_About this exercise_
Pull every line with "gopt" from the data below and copy it.
[Opening Dataset records section]
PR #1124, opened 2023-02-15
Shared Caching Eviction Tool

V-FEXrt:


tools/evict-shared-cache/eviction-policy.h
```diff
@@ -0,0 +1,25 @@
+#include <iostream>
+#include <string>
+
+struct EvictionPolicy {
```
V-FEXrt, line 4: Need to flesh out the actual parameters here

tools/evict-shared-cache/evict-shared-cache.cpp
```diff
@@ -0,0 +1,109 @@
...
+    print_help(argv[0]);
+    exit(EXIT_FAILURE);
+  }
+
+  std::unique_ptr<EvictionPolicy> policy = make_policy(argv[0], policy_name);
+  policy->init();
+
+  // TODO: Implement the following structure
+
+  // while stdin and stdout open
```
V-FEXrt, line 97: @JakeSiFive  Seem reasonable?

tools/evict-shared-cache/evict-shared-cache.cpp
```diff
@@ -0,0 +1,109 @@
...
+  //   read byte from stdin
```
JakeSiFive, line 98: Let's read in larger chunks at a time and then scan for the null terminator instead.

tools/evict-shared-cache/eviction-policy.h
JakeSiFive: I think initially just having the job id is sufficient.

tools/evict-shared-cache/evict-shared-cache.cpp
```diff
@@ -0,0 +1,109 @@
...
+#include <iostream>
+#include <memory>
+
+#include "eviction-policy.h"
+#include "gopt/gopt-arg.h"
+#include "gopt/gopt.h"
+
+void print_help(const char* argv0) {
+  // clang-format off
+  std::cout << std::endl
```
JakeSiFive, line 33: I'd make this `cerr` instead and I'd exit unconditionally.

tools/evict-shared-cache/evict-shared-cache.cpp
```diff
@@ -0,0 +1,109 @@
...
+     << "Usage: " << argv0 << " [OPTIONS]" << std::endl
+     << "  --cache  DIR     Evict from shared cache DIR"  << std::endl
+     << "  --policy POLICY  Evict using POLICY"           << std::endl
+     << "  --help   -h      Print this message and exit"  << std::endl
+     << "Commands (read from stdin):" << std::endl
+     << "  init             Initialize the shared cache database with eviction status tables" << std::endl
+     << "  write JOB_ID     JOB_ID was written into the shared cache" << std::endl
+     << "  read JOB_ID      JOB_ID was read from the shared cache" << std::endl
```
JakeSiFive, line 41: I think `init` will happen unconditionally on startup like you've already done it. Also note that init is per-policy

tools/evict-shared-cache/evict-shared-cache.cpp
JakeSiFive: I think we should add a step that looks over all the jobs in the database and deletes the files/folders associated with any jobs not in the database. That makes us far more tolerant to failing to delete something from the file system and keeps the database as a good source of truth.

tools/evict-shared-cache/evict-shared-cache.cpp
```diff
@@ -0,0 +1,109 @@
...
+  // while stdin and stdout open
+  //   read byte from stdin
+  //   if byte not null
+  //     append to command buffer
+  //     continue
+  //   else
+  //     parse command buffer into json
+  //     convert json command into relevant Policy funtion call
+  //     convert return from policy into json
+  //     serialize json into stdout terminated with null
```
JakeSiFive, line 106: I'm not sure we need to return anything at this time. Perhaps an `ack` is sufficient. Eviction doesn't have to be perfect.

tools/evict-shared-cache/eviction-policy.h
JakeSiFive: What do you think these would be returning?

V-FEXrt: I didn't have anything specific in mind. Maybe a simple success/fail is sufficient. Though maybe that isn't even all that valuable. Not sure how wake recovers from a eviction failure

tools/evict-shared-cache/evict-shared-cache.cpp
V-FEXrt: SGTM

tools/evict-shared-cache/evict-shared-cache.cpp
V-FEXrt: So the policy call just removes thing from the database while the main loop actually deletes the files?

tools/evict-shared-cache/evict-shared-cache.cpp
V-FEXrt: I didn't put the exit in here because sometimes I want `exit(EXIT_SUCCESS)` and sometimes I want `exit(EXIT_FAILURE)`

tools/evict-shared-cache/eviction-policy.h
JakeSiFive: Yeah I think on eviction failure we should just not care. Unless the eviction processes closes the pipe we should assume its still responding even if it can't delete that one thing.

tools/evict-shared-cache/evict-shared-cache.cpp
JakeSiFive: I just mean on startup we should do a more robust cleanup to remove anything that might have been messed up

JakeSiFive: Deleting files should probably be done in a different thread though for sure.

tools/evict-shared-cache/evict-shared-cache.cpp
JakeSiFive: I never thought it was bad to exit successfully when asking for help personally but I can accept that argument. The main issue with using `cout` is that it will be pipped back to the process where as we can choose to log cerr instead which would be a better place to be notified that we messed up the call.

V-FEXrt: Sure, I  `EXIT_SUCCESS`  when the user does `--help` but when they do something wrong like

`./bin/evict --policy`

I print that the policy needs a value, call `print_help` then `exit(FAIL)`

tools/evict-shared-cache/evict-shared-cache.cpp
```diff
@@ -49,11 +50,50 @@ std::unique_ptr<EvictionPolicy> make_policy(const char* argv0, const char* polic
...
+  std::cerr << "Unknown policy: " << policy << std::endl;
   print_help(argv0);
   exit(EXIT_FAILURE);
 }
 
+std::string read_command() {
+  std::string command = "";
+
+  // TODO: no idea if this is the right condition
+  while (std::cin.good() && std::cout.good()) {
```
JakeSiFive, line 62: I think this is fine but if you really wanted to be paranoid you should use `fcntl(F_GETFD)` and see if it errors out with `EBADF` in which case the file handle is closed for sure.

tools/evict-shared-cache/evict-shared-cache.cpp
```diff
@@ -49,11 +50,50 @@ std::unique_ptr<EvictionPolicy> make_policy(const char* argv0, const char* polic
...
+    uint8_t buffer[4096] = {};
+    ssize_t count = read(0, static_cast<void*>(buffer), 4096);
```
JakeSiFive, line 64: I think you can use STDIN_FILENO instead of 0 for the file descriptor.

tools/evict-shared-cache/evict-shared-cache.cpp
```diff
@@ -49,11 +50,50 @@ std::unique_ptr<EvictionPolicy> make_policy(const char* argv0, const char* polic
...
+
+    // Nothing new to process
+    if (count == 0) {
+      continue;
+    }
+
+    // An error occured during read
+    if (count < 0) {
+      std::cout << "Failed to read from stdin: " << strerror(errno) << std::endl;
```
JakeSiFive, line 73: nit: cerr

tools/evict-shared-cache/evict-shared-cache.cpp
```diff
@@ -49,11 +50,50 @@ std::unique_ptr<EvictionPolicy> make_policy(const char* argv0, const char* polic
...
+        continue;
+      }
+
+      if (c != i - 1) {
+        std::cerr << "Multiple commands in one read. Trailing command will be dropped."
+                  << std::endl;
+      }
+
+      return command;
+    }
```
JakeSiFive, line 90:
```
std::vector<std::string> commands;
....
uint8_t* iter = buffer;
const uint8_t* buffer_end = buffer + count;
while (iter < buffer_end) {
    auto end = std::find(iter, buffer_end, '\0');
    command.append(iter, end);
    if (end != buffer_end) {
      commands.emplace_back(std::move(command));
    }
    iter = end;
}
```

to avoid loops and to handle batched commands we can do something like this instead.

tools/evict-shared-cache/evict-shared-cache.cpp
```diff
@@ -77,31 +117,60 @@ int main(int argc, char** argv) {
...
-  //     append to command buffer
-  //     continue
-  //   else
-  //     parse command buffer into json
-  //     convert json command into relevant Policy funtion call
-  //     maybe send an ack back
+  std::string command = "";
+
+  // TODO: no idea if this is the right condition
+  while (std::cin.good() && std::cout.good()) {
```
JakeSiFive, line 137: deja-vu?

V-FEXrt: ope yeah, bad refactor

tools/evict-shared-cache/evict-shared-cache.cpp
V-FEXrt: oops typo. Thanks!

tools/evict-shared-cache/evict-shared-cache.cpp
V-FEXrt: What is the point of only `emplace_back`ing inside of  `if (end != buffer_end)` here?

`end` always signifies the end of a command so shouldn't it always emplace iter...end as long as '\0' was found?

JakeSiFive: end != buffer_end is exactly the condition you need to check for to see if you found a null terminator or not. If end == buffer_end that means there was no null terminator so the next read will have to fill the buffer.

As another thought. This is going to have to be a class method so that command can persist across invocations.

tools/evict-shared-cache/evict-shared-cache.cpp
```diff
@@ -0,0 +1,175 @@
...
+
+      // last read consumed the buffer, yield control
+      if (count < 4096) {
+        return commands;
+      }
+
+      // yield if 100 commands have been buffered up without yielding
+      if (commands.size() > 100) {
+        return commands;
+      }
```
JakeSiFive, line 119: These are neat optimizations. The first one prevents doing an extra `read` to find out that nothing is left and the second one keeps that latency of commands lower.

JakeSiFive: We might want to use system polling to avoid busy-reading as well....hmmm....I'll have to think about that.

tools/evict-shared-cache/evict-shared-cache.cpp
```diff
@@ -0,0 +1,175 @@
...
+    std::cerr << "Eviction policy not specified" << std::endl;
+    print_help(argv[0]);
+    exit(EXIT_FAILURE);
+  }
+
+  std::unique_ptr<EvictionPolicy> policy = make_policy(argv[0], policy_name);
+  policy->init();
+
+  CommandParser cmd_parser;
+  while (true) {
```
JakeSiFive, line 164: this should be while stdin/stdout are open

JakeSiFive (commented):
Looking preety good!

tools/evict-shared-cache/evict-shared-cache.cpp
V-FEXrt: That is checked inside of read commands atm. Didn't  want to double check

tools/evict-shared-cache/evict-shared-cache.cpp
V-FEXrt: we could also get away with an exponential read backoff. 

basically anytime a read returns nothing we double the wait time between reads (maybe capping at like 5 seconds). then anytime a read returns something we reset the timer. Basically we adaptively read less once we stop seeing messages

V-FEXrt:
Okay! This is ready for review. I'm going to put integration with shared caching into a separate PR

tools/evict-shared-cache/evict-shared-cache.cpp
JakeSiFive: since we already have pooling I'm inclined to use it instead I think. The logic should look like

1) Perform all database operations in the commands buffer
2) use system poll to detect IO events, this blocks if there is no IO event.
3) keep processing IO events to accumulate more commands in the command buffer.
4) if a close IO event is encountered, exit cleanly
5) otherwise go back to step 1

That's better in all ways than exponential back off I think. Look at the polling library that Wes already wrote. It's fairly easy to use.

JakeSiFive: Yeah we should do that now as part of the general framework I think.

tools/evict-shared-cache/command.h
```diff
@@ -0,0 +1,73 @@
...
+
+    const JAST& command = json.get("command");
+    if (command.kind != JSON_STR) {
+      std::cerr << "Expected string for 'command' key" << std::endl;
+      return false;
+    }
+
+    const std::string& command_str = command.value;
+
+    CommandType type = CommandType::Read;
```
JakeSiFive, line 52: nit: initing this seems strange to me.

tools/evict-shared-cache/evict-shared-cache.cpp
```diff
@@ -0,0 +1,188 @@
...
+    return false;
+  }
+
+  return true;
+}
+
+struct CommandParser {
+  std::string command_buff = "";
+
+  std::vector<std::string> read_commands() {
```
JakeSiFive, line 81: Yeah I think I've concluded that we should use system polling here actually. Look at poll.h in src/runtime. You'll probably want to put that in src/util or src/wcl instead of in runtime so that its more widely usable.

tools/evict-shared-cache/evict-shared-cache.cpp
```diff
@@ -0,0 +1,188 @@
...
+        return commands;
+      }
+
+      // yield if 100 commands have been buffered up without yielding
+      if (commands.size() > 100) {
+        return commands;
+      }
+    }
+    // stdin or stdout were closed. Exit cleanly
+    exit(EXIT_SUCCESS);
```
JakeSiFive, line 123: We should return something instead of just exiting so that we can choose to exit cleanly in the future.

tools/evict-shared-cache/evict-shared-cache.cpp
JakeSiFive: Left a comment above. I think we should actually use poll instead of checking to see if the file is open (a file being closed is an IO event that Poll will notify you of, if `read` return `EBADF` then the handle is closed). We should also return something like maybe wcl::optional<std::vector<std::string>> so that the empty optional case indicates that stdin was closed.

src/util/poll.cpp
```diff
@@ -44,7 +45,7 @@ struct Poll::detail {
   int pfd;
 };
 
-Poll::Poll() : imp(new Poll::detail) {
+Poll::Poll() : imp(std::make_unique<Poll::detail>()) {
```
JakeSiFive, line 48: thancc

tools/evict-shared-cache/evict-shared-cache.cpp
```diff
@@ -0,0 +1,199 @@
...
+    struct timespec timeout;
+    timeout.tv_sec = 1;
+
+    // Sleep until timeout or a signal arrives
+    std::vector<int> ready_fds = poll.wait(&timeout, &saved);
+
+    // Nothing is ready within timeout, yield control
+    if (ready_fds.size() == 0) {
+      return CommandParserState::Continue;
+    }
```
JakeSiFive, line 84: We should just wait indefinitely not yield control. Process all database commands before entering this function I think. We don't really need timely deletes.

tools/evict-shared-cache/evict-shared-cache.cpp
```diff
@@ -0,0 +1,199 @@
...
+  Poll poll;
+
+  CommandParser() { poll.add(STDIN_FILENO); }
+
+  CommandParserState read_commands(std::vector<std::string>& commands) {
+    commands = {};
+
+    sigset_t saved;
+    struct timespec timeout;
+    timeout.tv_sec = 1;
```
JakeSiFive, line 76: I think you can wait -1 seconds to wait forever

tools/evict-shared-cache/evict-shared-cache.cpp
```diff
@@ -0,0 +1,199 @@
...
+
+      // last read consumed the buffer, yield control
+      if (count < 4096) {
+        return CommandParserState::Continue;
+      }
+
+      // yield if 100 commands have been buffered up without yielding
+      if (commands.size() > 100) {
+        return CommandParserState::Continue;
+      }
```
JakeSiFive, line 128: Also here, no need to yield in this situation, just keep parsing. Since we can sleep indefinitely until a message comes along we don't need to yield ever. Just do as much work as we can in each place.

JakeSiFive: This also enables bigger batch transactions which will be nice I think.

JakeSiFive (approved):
[Closing Dataset records section]
_Solution_
+#include "gopt/gopt-arg.h"
+#include "gopt/gopt.h"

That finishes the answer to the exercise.